→ What to produce:
Go through the data and copy every line in which "cuda" appears.

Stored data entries
=== Begin Enclosure ===

PR #1116, opened 2025-05-01
Remove files proxy

lindenmckenzie:
### What

Removed the Files API proxy

### How to review

Check looks ok and tests pass. 

I don't know how to test it but it's also switched off in all environments and I believe last time it was switched on it didn't work. Questionable whether we should keep it there but I'm choosing to leave it there for now. 

### Who can review

Not me.


Oluwawunmi (approved):
LGTM

PR #1127, opened 2025-05-16
fix typos in legacy js causing runtime failures

jessjenkins:
### What

Fix two JS typos causing runtime failures due to missing back-quotes

### How to review

Tests pass and changes look valid

### Who can review

Anyone


cookel2 (approved):
LGTM

PR #1139, opened 2025-06-09
Remove login form

lindenmckenzie:
### What

Remove LoginForm as no longer used. 

### How to review

Check looks ok - haven't missed any references

### Who can review

Not me.


cookel2 (approved):
LGTM

PR #1145, opened 2025-06-16
Fix/brace expansion

lindenmckenzie:
### What

- Upgraded x/net
- Ignored x/net vuln as latest version 0.41 is affected (can see fix is in pipeline)
- Overridden brace-expansion to receive patch version

### How to review

Check looks ok, tests pass.

### Who can review

Not me.


redhug1 (approved):
LGTM

PR #1149, opened 2025-06-25
Feature/add migration field non series types

mr-nick17:
### What

Added migration field to types: `taxonomy_landing_page` and `release` - aka ✅ [Add migrationLink field to priority editorial non-series types in Florence](https://jira.ons.gov.uk/browse/DIS-3283)
Also fixed an annoying bug when editing a taxonomy landing page that causes the `Related highlights` accordion to always be open and unclosable 

### How to review

Sense check
_Optionally_
- Pull this branch
- make debug ENABLE_MIGRATION_FIELD=true
   - you may need to rebuild node_modules
- Port forward to the api router in sandbox (publishing mount)
- Test various scenarios of your choosing

### Who can review

Frontend dev

### DIFF
--- a/src/legacy/js/constants/sweetAlerts.js
+++ b/src/legacy/js/constants/sweetAlerts.js
@@ -1,0 +1,1 @@
+const MIGRATION_FIELD_VALIDATION_FAILURE = ["Cannot save this page", "Migration path must be a relative path starting with '/'"];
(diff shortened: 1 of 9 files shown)


src/legacy/js/constants/migration.js
```diff
@@ -0,0 +1 @@
+const MIGRATION_FIELD_VALIDATION = ["Cannot save this page", "Migration path must be a relative path starting with '/'"];
```
lindenmckenzie, line 1:
```suggestion
const MIGRATION_FIELD_VALIDATION_FAILURE = ["Cannot save this page", "Migration path must be a relative path starting with '/'"];
```

lindenmckenzie (changes requested):
This is good - please consider naming your const and it's corresponding file more clearly.

PR #1190, opened 2026-02-12
Make navbar more consistent

lindenmckenzie:
### What

Made the nav bar more consistent between the two parts of Florence.

AdminOrEditor should now be able to see:
- Datasets
- Publishing Queue
- Users and Access
- Preview Teams

Admin only should see:
- Security

All should see:
- Collections
- Logout

### How to review

Run it, login (may involve complicated setup with the legacy-core-publishing stack) and see you can see the right things. 

### Who can review

Not me.


cookel2 (approved):
Tested successfully

PR #25282, opened 2025-07-03
Fix Windows build of cuda 12.8

tianleiwu:
### Description

Fix Windows cuda build that using cuda 12.8, where nvcc raises error that C:/DNDEBUG not found.

The root cause is current build script directly pass flags starting with /D to nvcc. It does not cause issue in CI build since it uses cuda 12.2, and we have a flag to let nvcc pass unknown flags to host compiler. That is not ideal since different version of nvcc may have different behavior on this.

Here we distinguish nvcc flags (starts with -) and MSVC flags (starts with /), and pass MSVC flags to host compiler explicitly.

### DIFF
--- a/tools/ci_build/build.py
+++ b/tools/ci_build/build.py
@@ -1155,7 +1155,8 @@ def generate_build_tree(
                         else:
                             if not compile_flag.startswith("/"):
                                 log.warning(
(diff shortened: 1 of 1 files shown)


snnn:
Probably it is related to #25246

snnn (approved):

=== End Enclosure ===

→ The answer:
Fix Windows build of cuda 12.8
Fix Windows cuda build that using cuda 12.8, where nvcc raises error that C:/DNDEBUG not found.
The root cause is current build script directly pass flags starting with /D to nvcc. It does not cause issue in CI build since it uses cuda 12.2, and we have a flag to let nvcc pass unknown flags to host compiler. That is not ideal since different version of nvcc may have different behavior on this.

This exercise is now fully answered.